**WHAT NEEDS TO BE DONE:** Check each line of the entries for "floor" and report the ones that have it.

**RECORDS FOR THE EXERCISE:**
PR #699, opened 2022-09-23
Open floor map from session detail ▲

### LINKED ISSUE #485: Open floor map from session detail ▲
**Idea Description**
Now It makes the app crash.
image

takathemax:
## Issue
- close #485

## Overview (Required)
- When the ▲ on the session details screen is tapped, the transition to floor map screen is made.

## Links
- Nothing

## Screenshot
Before | After
:--: | :--:
 |


takahirom (approved):
This is what we wanted!

PR #702, opened 2022-09-23
Refactor announcement

takahirom:
## Issue
- close #ISSUE_NUMBER

## Overview (Required)
- 

## Links
- 

## Screenshot
Before | After
:--: | :--:
 |


core/data/src/commonMain/kotlin/io/github/droidkaigi/confsched2022/data/announcement/DataAnnouncementsRepository.kt
```diff
@@ -2,22 +2,29 @@ package io.github.droidkaigi.confsched2022.data.announcement
...
-            awaitClose { }
+            announcementStateFlow.collect {
+                send(it)
+            }
         }
     }
+
+    override suspend fun refresh() {
+        announcementStateFlow.value = announcementsApi
+            .announcements(JAPANESE.name.lowercase())
```
takahirom, line 28: We should fix this. I will create another PR

PR #719, opened 2022-09-24
:recycle: Update Added behavior when a URL is included in a notification item.

Corvus400:
## Issue
- Nothing.

## Overview (Required)
- When an announcement contains a URL, the user is redirected to the URL page.

## Links
- Nothing.

## Movie

https://user-images.githubusercontent.com/13657682/192079076-49b7852b-561f-4a01-8452-104f34e4e07d.mp4

https://user-images.githubusercontent.com/13657682/192079085-e243158f-db30-4bd1-a50f-a0bee2e63c36.mp4


takahirom (approved):
Looks great! There is a tweet that if we have multiple URLs, it doesn't work. But I think it is better.

PR #733, opened 2022-09-24
[iOS] Update the map icon image

woxtu:
## Issue
- N/A

## Overview (Required)
- This PR updates the map icon image in the session detail view

## Links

**ANSWER FOR THE TASK:**
Open floor map from session detail ▲
### LINKED ISSUE #485: Open floor map from session detail ▲
- When the ▲ on the session details screen is tapped, the transition to floor map screen is made.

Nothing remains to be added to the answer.